Collected data
PR #1623, opened 2017-04-18
Update PaginationContainer.md

nodkz:
Fix code typos

### DIFF
--- a/docs/modern/PaginationContainer.md
+++ b/docs/modern/PaginationContainer.md
@@ -85,7 +85,7 @@ class Feed extends React.Component {
           edge => <Story story={edge.node} key={edge.node.id} />
         )}
         <button
-          onPress={this._loadMore}
+          onPress={() => this._loadMore()}
           title="Load More"
         />
       </div>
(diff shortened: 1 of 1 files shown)


docs/modern/PaginationContainer.md
```diff
@@ -85,7 +85,7 @@ class Feed extends React.Component {
           edge => <Story story={edge.node} key={edge.node.id} />
         )}
         <button
-          onPress={this._loadMore}
+          onPress={() => this._loadMore()}
```
nodkz: Or maybe `.bind(this)` depends on your code style.

sibelius: this._loadMore works fine

nodkz: Should not. 
Cause `this._loadMore` does not autobind `Feed` instance context for getting its props.

kassens: You could use property initializer syntax, but that's an early feature. This fix seems good here.

PR #1636, opened 2017-04-19
Allow passing no callback to PaginationContainer loadMore

janicduplessis:
I think it makes sense to make this argument optional, it is already the case for RefetchContainer. Also some examples didn't pass a callback and would crash.


kassens:
Makes sense, thanks for making the change!

PR #1637, opened 2017-04-19
Allow non null types in connection validation

janicduplessis:
The current connection validation is too strict and doesn't allow non-null types for a lot of things. It also isn't compatible with the types generated by `graphql-relay-js`.

This uses `RelaySchemaUtils.getNullableType` before instanceof checks to make sure we get the actual type and not `GraphQLNonNull`. Also split some invariants into 2 different checks to keep it readable.

Tested in an app that uses a PaginationController with a schema generated with `graphql-relay-js`.

### DIFF
--- a/packages/relay-compiler/handlers/connection/RelayConnectionTransform.js
+++ b/packages/relay-compiler/handlers/connection/RelayConnectionTransform.js
@@ -378,12 +378,22 @@ function validateConnectionType(
     type,
     definitionName,
   );
+
   const node = edgeType.getFields()[NODE];
+  invariant(
+    node,
+    'RelayConnectionTransform: Expected type `%s` to have an %s.%s field in ' +
+    'document `%s`.',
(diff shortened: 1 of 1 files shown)


alangenfeld:
thanks!

gauravtiwari:
Hey, upgraded to rc2 and still getting this error due to strict validation

```graphql

# An edge in a connection.
type SomeEdge {
  # Not null still doesn't work
  cursor: String!
}
```
`Expected type `SomeConnection` to have an edges.cursor field for which the type is an scalar`

```graphql
type PageInfo {
  # Not-null isn't supported
  hasNextPage: Boolean!
  hasPreviousPage: Boolean!
}
```

`Expected type `PageInfo` to have an hasNextPage field for which the type is an scalar in document`

gauravtiwari:
Great thanks for fixing 👍

PR #1640, opened 2017-04-19
Fix typos in docs and better wording

tazsingh:
As I'm going through the docs and upgrading our app(s), I'll try to clarify things as much as possible. Thanks for the release!


leebyron:
Thanks!

PR #1642, opened 2017-04-19
Validate underlying types in Relay Compiler for connections

tazsingh:
When creating a Pagination Container for a connection, I noticed that `relay-compiler` was failing on a few types.

The underlying issue was that it was comparing against the `NonNull` type instead of the underlying type. This PR fixes that.


ekosz:
This may be a dup of https://github.com/facebook/relay/pull/1637 ?

tazsingh:
Ha ya it appears to be the same fix in #1637. Feel free to close this if it makes sense.

PR #2357, opened 2018-03-04
fix typo grapqhl => graphql in quick start guide

j-nolan:
`graphql` is spelled `grapqhl` in some places of the documentation.

Not a huge deal, but easy to fix so here is a PR.


jstejada:
thanks!!

PR #2361, opened 2018-03-06
[RelayCompilerBin] Don’t include server schema in client extensions.

### LINKED ISSUE #2346: [relay-compiler] After upgrade to 1.5.0, it throws ERROR: Type "Address" already exists in the schema. It cannot also be defined in this type definition.
In our schema.graphql, we define a type Address for common address 
```graphql
type Address {
  city: String
  latitude: Float
  longitude: Float
  state: String
  staticMap: Image
  street: String
  zip: String
}
```
It works when we are using 1.4.1 without issues. But today when we upgrade to 1.5.0 (along with relay-runtime/react-relay) we no longer able to compile the static queries.

react-compiler keeps throwing ERROR:
Type "Address" already exists in the schema. It cannot also be defined in this type definition.

After we downgrade to 1.4.1, the compiler works again.

alloy:
Fixes #2346

cc @edvinerikson 

Add the schema path to the exclusion paths for client schema extensions, which is needed when the server schema resides _inside_ the source root.

### DIFF
--- a/packages/relay-compiler/bin/RelayCompilerBin.js
+++ b/packages/relay-compiler/bin/RelayCompilerBin.js
@@ -132,6 +132,13 @@ Ensure that one such file exists in ${srcDir} or its parents.
   const useWatchman = options.watchman && (await WatchmanClient.isAvailable());
 
   const schema = getSchema(schemaPath);
+
+  const graphqlSearchOptions = {
+    extensions: ['graphql'],
+    include: options.include,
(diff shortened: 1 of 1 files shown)


alloy:
Could well be, although I liked that one didn’t need to pass more options. Was there a reason to not do that immediately at the time?

edvinerikson:
No real reason, I asked the same question in the initial PR but got no response on it.

jstejada:
Thanks for adding this! Going to test that it works internally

● **WORK TASK**
Return only the lines between the one holding "nodkz: Or maybe" and the one holding "kassens: You could", inclusive, exactly as they appear above.

● **ANSWER BOX**
nodkz: Or maybe `.bind(this)` depends on your code style.

sibelius: this._loadMore works fine

nodkz: Should not. 
Cause `this._loadMore` does not autobind `Feed` instance context for getting its props.

kassens: You could use property initializer syntax, but that's an early feature. This fix seems good here.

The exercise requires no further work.